◆ **What is required**: Write out, word for word, the first line of the data below and every line after it through the one containing "I had to make".

◆ **Provided data**:
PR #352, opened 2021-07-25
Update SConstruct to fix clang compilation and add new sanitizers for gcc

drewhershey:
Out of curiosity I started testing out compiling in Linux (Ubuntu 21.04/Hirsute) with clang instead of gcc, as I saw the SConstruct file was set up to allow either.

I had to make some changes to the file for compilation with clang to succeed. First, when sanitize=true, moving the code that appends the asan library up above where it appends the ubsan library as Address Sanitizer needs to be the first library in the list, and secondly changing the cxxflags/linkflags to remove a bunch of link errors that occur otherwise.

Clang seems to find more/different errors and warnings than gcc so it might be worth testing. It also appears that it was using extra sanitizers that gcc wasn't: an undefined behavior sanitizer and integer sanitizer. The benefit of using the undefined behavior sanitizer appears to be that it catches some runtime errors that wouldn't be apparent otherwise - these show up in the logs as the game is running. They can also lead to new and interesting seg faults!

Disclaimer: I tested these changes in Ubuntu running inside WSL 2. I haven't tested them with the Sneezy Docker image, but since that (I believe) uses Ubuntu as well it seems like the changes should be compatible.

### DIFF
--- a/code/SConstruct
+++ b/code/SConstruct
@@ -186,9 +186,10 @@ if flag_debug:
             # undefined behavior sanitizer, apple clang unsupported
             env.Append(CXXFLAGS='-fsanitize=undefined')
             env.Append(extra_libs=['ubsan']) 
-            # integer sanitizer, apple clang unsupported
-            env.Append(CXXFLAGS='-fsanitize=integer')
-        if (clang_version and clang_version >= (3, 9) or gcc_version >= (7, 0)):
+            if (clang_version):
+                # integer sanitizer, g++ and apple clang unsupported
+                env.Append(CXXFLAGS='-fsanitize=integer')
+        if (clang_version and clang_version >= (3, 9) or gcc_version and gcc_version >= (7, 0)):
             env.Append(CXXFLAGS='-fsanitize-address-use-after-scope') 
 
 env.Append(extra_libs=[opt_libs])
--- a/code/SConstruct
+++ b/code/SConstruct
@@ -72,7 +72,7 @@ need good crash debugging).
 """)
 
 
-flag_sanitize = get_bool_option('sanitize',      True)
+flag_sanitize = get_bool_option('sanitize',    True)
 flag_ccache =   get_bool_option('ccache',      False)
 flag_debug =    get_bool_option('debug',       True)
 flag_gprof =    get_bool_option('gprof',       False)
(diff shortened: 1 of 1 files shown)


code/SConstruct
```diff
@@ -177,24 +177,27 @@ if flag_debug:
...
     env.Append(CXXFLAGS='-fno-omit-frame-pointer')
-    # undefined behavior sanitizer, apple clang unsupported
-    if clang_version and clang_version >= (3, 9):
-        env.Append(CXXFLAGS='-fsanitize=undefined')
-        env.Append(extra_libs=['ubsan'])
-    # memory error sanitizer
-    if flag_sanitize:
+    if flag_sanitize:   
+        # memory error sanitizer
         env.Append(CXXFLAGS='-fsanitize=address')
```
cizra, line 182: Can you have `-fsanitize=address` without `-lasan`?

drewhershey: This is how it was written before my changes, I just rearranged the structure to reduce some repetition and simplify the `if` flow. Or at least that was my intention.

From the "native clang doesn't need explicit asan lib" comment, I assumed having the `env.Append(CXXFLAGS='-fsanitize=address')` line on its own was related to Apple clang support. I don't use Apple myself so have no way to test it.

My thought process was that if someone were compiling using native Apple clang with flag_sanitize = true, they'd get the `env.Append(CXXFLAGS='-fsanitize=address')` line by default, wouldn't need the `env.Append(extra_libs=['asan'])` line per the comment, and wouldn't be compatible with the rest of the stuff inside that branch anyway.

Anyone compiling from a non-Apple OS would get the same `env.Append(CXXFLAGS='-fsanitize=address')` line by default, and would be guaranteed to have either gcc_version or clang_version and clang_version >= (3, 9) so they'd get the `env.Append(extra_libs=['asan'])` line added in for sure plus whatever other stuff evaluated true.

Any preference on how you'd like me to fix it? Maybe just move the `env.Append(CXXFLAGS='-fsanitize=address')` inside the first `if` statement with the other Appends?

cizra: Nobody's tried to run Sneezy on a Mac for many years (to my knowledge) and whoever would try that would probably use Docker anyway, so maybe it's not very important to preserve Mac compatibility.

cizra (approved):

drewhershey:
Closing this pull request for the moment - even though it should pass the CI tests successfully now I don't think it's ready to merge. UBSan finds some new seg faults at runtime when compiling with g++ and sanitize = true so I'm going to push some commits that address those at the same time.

◆ **Response box**:
PR #352, opened 2021-07-25
Update SConstruct to fix clang compilation and add new sanitizers for gcc

drewhershey:
Out of curiosity I started testing out compiling in Linux (Ubuntu 21.04/Hirsute) with clang instead of gcc, as I saw the SConstruct file was set up to allow either.

I had to make some changes to the file for compilation with clang to succeed. First, when sanitize=true, moving the code that appends the asan library up above where it appends the ubsan library as Address Sanitizer needs to be the first library in the list, and secondly changing the cxxflags/linkflags to remove a bunch of link errors that occur otherwise.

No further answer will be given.